What the task asks: Go through the records and write each one out again exactly.

--- --- ---

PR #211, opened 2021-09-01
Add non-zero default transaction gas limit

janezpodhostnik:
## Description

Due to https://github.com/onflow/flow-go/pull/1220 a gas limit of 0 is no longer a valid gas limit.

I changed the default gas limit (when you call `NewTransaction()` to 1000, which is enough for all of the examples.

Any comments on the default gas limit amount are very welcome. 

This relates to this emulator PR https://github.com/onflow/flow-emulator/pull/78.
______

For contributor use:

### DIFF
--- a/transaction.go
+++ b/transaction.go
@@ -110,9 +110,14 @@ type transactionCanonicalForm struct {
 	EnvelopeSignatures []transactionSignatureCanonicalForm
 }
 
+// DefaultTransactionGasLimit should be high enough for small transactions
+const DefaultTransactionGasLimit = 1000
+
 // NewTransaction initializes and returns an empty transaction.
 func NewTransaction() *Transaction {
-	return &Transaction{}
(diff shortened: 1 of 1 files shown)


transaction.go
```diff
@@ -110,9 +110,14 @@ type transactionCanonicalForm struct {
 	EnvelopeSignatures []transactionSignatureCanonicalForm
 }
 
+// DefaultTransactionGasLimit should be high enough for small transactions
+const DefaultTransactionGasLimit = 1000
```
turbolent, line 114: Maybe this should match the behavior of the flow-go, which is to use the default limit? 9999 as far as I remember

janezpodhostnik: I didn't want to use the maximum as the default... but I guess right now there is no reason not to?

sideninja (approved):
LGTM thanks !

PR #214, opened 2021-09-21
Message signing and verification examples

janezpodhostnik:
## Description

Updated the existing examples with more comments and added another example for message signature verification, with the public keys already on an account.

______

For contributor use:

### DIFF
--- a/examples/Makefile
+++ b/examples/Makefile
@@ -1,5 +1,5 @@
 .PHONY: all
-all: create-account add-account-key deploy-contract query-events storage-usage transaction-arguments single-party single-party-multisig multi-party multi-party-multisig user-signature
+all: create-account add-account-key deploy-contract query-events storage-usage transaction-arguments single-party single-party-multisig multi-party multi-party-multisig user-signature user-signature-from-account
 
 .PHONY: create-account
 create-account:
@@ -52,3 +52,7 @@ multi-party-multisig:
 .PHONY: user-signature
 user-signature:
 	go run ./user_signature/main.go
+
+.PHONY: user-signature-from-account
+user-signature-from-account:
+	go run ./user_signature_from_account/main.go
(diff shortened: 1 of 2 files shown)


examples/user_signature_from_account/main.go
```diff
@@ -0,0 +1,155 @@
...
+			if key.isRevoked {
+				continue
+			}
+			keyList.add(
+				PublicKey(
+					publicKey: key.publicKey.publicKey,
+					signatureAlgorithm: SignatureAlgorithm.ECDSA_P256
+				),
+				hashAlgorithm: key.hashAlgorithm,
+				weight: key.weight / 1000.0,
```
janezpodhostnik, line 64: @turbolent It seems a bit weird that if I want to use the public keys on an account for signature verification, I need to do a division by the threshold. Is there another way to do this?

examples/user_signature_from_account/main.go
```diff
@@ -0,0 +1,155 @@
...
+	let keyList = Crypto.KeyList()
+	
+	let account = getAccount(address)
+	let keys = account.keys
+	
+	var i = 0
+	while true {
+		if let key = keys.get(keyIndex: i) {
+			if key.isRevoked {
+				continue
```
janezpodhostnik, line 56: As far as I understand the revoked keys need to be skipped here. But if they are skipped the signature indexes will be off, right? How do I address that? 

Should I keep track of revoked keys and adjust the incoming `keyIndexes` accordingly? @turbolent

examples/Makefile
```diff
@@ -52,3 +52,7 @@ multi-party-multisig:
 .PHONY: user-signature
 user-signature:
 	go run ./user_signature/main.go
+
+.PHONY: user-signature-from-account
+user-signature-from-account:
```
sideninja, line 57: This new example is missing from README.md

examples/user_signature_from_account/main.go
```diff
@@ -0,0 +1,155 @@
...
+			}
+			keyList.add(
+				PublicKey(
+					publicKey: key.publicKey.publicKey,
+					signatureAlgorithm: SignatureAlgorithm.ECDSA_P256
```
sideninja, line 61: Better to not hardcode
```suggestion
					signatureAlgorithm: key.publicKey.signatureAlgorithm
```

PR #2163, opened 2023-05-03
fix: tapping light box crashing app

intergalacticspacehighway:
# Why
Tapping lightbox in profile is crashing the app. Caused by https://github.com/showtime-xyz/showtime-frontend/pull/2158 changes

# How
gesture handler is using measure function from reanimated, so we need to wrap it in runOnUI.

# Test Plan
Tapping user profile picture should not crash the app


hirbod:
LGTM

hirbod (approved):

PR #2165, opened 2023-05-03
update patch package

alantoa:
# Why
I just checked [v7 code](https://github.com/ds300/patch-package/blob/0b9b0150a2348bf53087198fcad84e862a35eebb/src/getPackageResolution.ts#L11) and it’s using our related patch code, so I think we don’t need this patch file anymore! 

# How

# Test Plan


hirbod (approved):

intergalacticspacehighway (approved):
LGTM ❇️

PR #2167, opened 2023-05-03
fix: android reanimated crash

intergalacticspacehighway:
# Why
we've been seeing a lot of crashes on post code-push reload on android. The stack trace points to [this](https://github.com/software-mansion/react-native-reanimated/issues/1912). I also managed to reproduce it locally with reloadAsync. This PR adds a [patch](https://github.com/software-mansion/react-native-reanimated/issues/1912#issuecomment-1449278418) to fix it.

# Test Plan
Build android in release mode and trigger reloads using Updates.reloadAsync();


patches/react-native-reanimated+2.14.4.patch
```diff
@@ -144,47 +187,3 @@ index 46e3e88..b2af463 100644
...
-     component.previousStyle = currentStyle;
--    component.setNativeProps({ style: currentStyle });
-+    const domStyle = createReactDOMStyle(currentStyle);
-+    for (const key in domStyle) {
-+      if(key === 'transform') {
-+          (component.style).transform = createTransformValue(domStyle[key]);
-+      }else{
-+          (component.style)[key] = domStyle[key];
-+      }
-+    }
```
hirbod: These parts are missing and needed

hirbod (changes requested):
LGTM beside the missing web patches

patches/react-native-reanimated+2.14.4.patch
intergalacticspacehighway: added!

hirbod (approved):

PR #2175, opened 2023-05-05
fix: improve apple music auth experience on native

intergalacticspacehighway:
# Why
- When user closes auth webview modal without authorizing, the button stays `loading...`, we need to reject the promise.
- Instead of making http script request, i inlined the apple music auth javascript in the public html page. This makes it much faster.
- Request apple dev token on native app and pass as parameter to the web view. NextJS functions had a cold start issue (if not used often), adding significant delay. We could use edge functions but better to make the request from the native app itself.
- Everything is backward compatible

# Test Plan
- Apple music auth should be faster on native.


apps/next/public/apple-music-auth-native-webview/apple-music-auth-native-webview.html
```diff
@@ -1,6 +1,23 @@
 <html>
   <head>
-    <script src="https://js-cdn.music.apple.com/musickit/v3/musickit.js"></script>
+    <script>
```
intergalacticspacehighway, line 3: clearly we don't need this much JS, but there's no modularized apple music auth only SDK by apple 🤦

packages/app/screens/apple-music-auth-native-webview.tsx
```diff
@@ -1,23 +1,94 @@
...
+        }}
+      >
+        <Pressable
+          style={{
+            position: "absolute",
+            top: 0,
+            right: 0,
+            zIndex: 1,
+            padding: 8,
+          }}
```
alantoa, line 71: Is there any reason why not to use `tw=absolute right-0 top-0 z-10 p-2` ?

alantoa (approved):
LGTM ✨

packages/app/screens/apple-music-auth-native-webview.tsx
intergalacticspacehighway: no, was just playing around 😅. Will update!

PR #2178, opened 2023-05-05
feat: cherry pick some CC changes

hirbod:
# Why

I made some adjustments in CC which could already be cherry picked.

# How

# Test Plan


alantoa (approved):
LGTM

--- --- ---

Answer for the task:
PR #211, opened 2021-09-01
Add non-zero default transaction gas limit

janezpodhostnik:
## Description

Due to https://github.com/onflow/flow-go/pull/1220 a gas limit of 0 is no longer a valid gas limit.

I changed the default gas limit (when you call `NewTransaction()` to 1000, which is enough for all of the examples.

Any comments on the default gas limit amount are very welcome. 

This relates to this emulator PR https://github.com/onflow/flow-emulator/pull/78.
______

For contributor use:

### DIFF
--- a/transaction.go
+++ b/transaction.go
@@ -110,9 +110,14 @@ type transactionCanonicalForm struct {
 	EnvelopeSignatures []transactionSignatureCanonicalForm
 }
 
+// DefaultTransactionGasLimit should be high enough for small transactions
+const DefaultTransactionGasLimit = 1000
+
 // NewTransaction initializes and returns an empty transaction.
 func NewTransaction() *Transaction {
-	return &Transaction{}
(diff shortened: 1 of 1 files shown)


transaction.go
```diff
@@ -110,9 +110,14 @@ type transactionCanonicalForm struct {
 	EnvelopeSignatures []transactionSignatureCanonicalForm
 }
 
+// DefaultTransactionGasLimit should be high enough for small transactions
+const DefaultTransactionGasLimit = 1000
```
turbolent, line 114: Maybe this should match the behavior of the flow-go, which is to use the default limit? 9999 as far as I remember

janezpodhostnik: I didn't want to use the maximum as the default... but I guess right now there is no reason not to?

sideninja (approved):
LGTM thanks !

PR #214, opened 2021-09-21
Message signing and verification examples

janezpodhostnik:
## Description

Updated the existing examples with more comments and added another example for message signature verification, with the public keys already on an account.

______

For contributor use:

### DIFF
--- a/examples/Makefile
+++ b/examples/Makefile
@@ -1,5 +1,5 @@
 .PHONY: all
-all: create-account add-account-key deploy-contract query-events storage-usage transaction-arguments single-party single-party-multisig multi-party multi-party-multisig user-signature
+all: create-account add-account-key deploy-contract query-events storage-usage transaction-arguments single-party single-party-multisig multi-party multi-party-multisig user-signature user-signature-from-account
 
 .PHONY: create-account
 create-account:
@@ -52,3 +52,7 @@ multi-party-multisig:
 .PHONY: user-signature
 user-signature:
 	go run ./user_signature/main.go
+
+.PHONY: user-signature-from-account
+user-signature-from-account:
+	go run ./user_signature_from_account/main.go
(diff shortened: 1 of 2 files shown)


examples/user_signature_from_account/main.go
```diff
@@ -0,0 +1,155 @@
...
+			if key.isRevoked {
+				continue
+			}
+			keyList.add(
+				PublicKey(
+					publicKey: key.publicKey.publicKey,
+					signatureAlgorithm: SignatureAlgorithm.ECDSA_P256
+				),
+				hashAlgorithm: key.hashAlgorithm,
+				weight: key.weight / 1000.0,
```
janezpodhostnik, line 64: @turbolent It seems a bit weird that if I want to use the public keys on an account for signature verification, I need to do a division by the threshold. Is there another way to do this?

examples/user_signature_from_account/main.go
```diff
@@ -0,0 +1,155 @@
...
+	let keyList = Crypto.KeyList()
+	
+	let account = getAccount(address)
+	let keys = account.keys
+	
+	var i = 0
+	while true {
+		if let key = keys.get(keyIndex: i) {
+			if key.isRevoked {
+				continue
```
janezpodhostnik, line 56: As far as I understand the revoked keys need to be skipped here. But if they are skipped the signature indexes will be off, right? How do I address that? 

Should I keep track of revoked keys and adjust the incoming `keyIndexes` accordingly? @turbolent

examples/Makefile
```diff
@@ -52,3 +52,7 @@ multi-party-multisig:
 .PHONY: user-signature
 user-signature:
 	go run ./user_signature/main.go
+
+.PHONY: user-signature-from-account
+user-signature-from-account:
```
sideninja, line 57: This new example is missing from README.md

examples/user_signature_from_account/main.go
```diff
@@ -0,0 +1,155 @@
...
+			}
+			keyList.add(
+				PublicKey(
+					publicKey: key.publicKey.publicKey,
+					signatureAlgorithm: SignatureAlgorithm.ECDSA_P256
```
sideninja, line 61: Better to not hardcode
```suggestion
					signatureAlgorithm: key.publicKey.signatureAlgorithm
```

PR #2163, opened 2023-05-03
fix: tapping light box crashing app

intergalacticspacehighway:
# Why
Tapping lightbox in profile is crashing the app. Caused by https://github.com/showtime-xyz/showtime-frontend/pull/2158 changes

# How
gesture handler is using measure function from reanimated, so we need to wrap it in runOnUI.

# Test Plan
Tapping user profile picture should not crash the app


hirbod:
LGTM

hirbod (approved):

PR #2165, opened 2023-05-03
update patch package

alantoa:
# Why
I just checked [v7 code](https://github.com/ds300/patch-package/blob/0b9b0150a2348bf53087198fcad84e862a35eebb/src/getPackageResolution.ts#L11) and it’s using our related patch code, so I think we don’t need this patch file anymore! 

# How

# Test Plan


hirbod (approved):

intergalacticspacehighway (approved):
LGTM ❇️

PR #2167, opened 2023-05-03
fix: android reanimated crash

intergalacticspacehighway:
# Why
we've been seeing a lot of crashes on post code-push reload on android. The stack trace points to [this](https://github.com/software-mansion/react-native-reanimated/issues/1912). I also managed to reproduce it locally with reloadAsync. This PR adds a [patch](https://github.com/software-mansion/react-native-reanimated/issues/1912#issuecomment-1449278418) to fix it.

# Test Plan
Build android in release mode and trigger reloads using Updates.reloadAsync();


patches/react-native-reanimated+2.14.4.patch
```diff
@@ -144,47 +187,3 @@ index 46e3e88..b2af463 100644
...
-     component.previousStyle = currentStyle;
--    component.setNativeProps({ style: currentStyle });
-+    const domStyle = createReactDOMStyle(currentStyle);
-+    for (const key in domStyle) {
-+      if(key === 'transform') {
-+          (component.style).transform = createTransformValue(domStyle[key]);
-+      }else{
-+          (component.style)[key] = domStyle[key];
-+      }
-+    }
```
hirbod: These parts are missing and needed

hirbod (changes requested):
LGTM beside the missing web patches

patches/react-native-reanimated+2.14.4.patch
intergalacticspacehighway: added!

hirbod (approved):

PR #2175, opened 2023-05-05
fix: improve apple music auth experience on native

intergalacticspacehighway:
# Why
- When user closes auth webview modal without authorizing, the button stays `loading...`, we need to reject the promise.
- Instead of making http script request, i inlined the apple music auth javascript in the public html page. This makes it much faster.
- Request apple dev token on native app and pass as parameter to the web view. NextJS functions had a cold start issue (if not used often), adding significant delay. We could use edge functions but better to make the request from the native app itself.
- Everything is backward compatible

# Test Plan
- Apple music auth should be faster on native.


apps/next/public/apple-music-auth-native-webview/apple-music-auth-native-webview.html
```diff
@@ -1,6 +1,23 @@
 <html>
   <head>
-    <script src="https://js-cdn.music.apple.com/musickit/v3/musickit.js"></script>
+    <script>
```
intergalacticspacehighway, line 3: clearly we don't need this much JS, but there's no modularized apple music auth only SDK by apple 🤦

packages/app/screens/apple-music-auth-native-webview.tsx
```diff
@@ -1,23 +1,94 @@
...
+        }}
+      >
+        <Pressable
+          style={{
+            position: "absolute",
+            top: 0,
+            right: 0,
+            zIndex: 1,
+            padding: 8,
+          }}
```
alantoa, line 71: Is there any reason why not to use `tw=absolute right-0 top-0 z-10 p-2` ?

alantoa (approved):
LGTM ✨

packages/app/screens/apple-music-auth-native-webview.tsx
intergalacticspacehighway: no, was just playing around 😅. Will update!

PR #2178, opened 2023-05-05
feat: cherry pick some CC changes

hirbod:
# Why

I made some adjustments in CC which could already be cherry picked.

# How

# Test Plan


alantoa (approved):
LGTM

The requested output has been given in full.